We need to increase investments in education. It is clear that cutting education budgets now will cause catastrophic long-term damage to the economies of countries. Education is essential for economic recovery, allowing parents to work on driving short-term stimulus, economic growth and social cohesion.
The UN in Eswatini would like to applaud in this regard the Government of Eswatini and partners for the important work performed to ensure that schools are safe for reopening, and the measures that have been taken to prevent infection from spreading in schools. This work includes the installation of hand washing facilities, screening of children, staff and teachers, physical distance.
We also congratulate the Ministry of Education for its efforts towards providing distance learning. However, we equally note that there may have been access issues for many learners with limited access to digital platforms.
The UN also appreciates the commitment of teachers who provided the much needed support to the Ministry of Education to implement the distance learning project. Those heroes stepped out of their places of safety when it was risky to do so and made themselves available for face- to-face lessons, in support of external examinations and classes, resulting in an exceptional performance of learners witnessed last year.
We have been informed of the possibility of a third wave of the coronavirus. We would like to take this opportunity to urge the Government to consider closing schools as a last resort to avoid further losses in learning time.
Ladies and gentlemen,
Churches are a very important stakeholder in education. Several churches own schools. This means they have a key role to play in protecting the education right of the girl child. The Hon Minister of Education made a call for all schools to ensure the reintegration of pregnant learners into the school system – a a call possibly followed by actions that we, the UN, applaud. The future of a girl child should not be disrupted by pregrancy and parental obligations.
Churches are encouraged to hear and act on that call, and are invited to partner with the Government, the UN and civil society organizations in addressing the issue of teenage pregnancies and the reintegration of learners into the school system.
We are also seeking the Church’ assistance in encouraging parents to support the school return of all children, boys and girls, and particularly the most vulnerable ones including teenage mothers. Churches should continue to ensure, with the Government, parents and all stakeholders that schools are safe and remain open amid the COVID-19 challenges.
School fees is also one of the barriers to education access. We hope that churches, alongside other partners, can engage in discussions to standardize school fees, especially in thesecondary where education is largely financed by parents. The COVID-19 situation has resulted in losses of incomes and livelihoods for many families.
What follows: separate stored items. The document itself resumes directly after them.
PR #80, opened 2021-06-15
Small changes To GenericFeaturesPNextNode and DispatchTable generation

vibi-manx:
A small change has been made to GenericFeaturesPNextNode and the dispatch table now generates in UTF-8. This is mainly a requisite to a future PR I have planned.

### DIFF
--- a/script/generate_dispatch.py
+++ b/script/generate_dispatch.py
@@ -39,6 +39,7 @@ import sys
 import subprocess
 import pkg_resources
 import copy
+import codecs
 from string import Template
 
 installed = {pkg.key for pkg in pkg_resources.working_set}
@@ -287,7 +288,7 @@ body += '} // namespace vkb'
 
 header = license + info + body
 
-header_file = open("../src/VkBootstrapDispatch.h", "w")
+header_file = codecs.open("../src/VkBootstrapDispatch.h", "w", "utf-8")
 header_file.write(header)
 header_file.close();
 
--- a/src/VkBootstrap.cpp
+++ b/src/VkBootstrap.cpp
@@ -40,7 +40,7 @@ GenericFeaturesPNextNode::GenericFeaturesPNextNode()
 : fields() {} // zero initializes the array of fields
 
 bool GenericFeaturesPNextNode::match(
-    GenericFeaturesPNextNode const& requested, GenericFeaturesPNextNode const& supported) {
+    GenericFeaturesPNextNode const& requested, GenericFeaturesPNextNode const& supported) noexcept {
 	assert(requested.sType == supported.sType && "Non-matching sTypes in features nodes!");
 	for (uint32_t i = 0; i < field_capacity; i++) {
 		if (requested.fields[i] && !supported.fields[i]) return false;
@@ -1138,6 +1138,7 @@ PhysicalDeviceSelector::PhysicalDeviceSelector(Instance const& instance) {
 
 detail::Result<PhysicalDevice> PhysicalDeviceSelector::select() const {
 
+#if !defined(NDEBUG)
 	// Validation
 	for(const auto& node : criteria.extended_features_chain) {
 		assert(node.sType != 0 && "Features struct sType must be filled with the struct's "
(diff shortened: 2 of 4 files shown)


src/VkBootstrap.cpp
```diff
@@ -1137,6 +1137,17 @@ PhysicalDeviceSelector::PhysicalDeviceSelector(Instance const& instance) {
 }
 
 detail::Result<PhysicalDevice> PhysicalDeviceSelector::select() const {
+
```
charles-lunarg, line 1140: I've found that in some compiler warnings report 'empty for loop' around these for loops. I at one point had a `#if !defined(NDEBUG)` surrounding them, but don't know where that code went.

src/VkBootstrap.h
```diff
@@ -121,7 +121,10 @@ struct GenericFeaturesPNextNode {
 
 	GenericFeaturesPNextNode();
```
charles-lunarg, line 122: Could be marked noexcept

src/VkBootstrap.h
```diff
@@ -121,7 +121,10 @@ struct GenericFeaturesPNextNode {
...
 
-	template <typename T> void set(T const& features) { *reinterpret_cast<T*>(this) = features; }
+	template <typename T>
+	GenericFeaturesPNextNode(T const& features) {
```
charles-lunarg, line 125: Could be marked noexcecpt

src/VkBootstrap.h
```diff
@@ -459,15 +462,7 @@ class PhysicalDeviceSelector {
...
-		assert(features.sType != 0 && "Features struct sType must be filled with the struct's "
-		                              "corresponding VkStructureType enum");
-		assert(
-		    features.sType != VK_STRUCTURE_TYPE_PHYSICAL_DEVICE_FEATURES_2 &&
-		    "Do not pass VkPhysicalDeviceFeatures2 as a required extension feature structure. An "
-		    "instance of this is managed internally for selection criteria and device creation.");
-		detail::GenericFeaturesPNextNode node;
-		node.set(features);
-		criteria.extended_features_chain.push_back(node);
+		criteria.extended_features_chain.push_back(features);
```
charles-lunarg, line 465: Not a criticism, just saying I like this code change :D

script/generate_dispatch.py
```diff
@@ -287,7 +288,7 @@
 
 header = license + info + body
 
-header_file = open("../src/VkBootstrapDispatch.h", "w")
+header_file = codecs.open("../src/VkBootstrapDispatch.h", "w", "utf-8")
```
charles-lunarg, line 291: Not thinking anything is wrong, but am curious to know what all this does and why it is necessary? (I can guess why but it'd be good to hear the reason for posterity's sake)

src/VkBootstrap.h
```diff
@@ -121,7 +121,10 @@ struct GenericFeaturesPNextNode {
 
 	GenericFeaturesPNextNode();
 
-	template <typename T> void set(T const& features) { *reinterpret_cast<T*>(this) = features; }
+	template <typename T>
+	GenericFeaturesPNextNode(T const& features) {
+		*reinterpret_cast<T*>(this) = features;
+	}
 
 	static bool match(GenericFeaturesPNextNode const& requested, GenericFeaturesPNextNode const& supported);
```
charles-lunarg, line 129: might as well ask for noexcept on eveything...
But the whole code file could probably get that treatment, so feel free to not add noexcept to the changed code, just say so (that way a single 'noexcept everything' can be made)

script/generate_dispatch.py
vibi-manx: The script was generating the source file in Windows-1252 encoding when I ran it, which makes me think that `open` defaults to the platforms default encoding when creating new files and not opening in binary. The change just makes sure the output file is in UTF-8.

vibi-manx:
NDEBUG guard added and noexcept flagged.

script/generate_dispatch.py
charles-lunarg: Ah that error, yeah this is a good idea then.

charles-lunarg (approved):
Thanks!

It is therefore likely that many parents will not be able to afford school fees for their children.
Ladies and gentlemen,
As I close, I am reminder of the words of Luke 12:48 which are ever true today and which read as follows: “From everyone who has been given much, much will be demanded; and from the one who has been entrusted with much, much more will be asked”.
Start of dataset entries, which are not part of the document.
PR #87, opened 2021-09-06
fix minor typos and duplicate include paths

APokorny:
This is just a minor change to use vk-bootstrap with an install(export) setup in cmake.
The added "src" include path would contain CMAKE_SOURCE_DIR and that causes an error
message as it could not be exported into a cmake target config file.


charles-lunarg (approved):
Thanks!
`boostrap` is a typo I've done so many times it doesn't surprise me it snuck in here. And I believe the reason I added `src` to the include directory was to make code completion things happy. I'll merge it assuming it passes the CI run.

As we stand alive, in any position of power or influence, it is therefore our common purpose, blessing and shared responsibility to protect and care for those who are vulnerable and in need, including our beloved children.
On behalf of the United Nations Family in Eswatini, I thank you for all that you are already doing to protect and care for the children of this nation. We look forward to exploring an important partnerships with you, our religious leaders, our brothers and sisters, in order to create a greater impact in the lives of God’s children.
Let us be known as an Eswatini that cares for its children; empowers, listens to and learns from them. I wish you all a very fruitful meeting.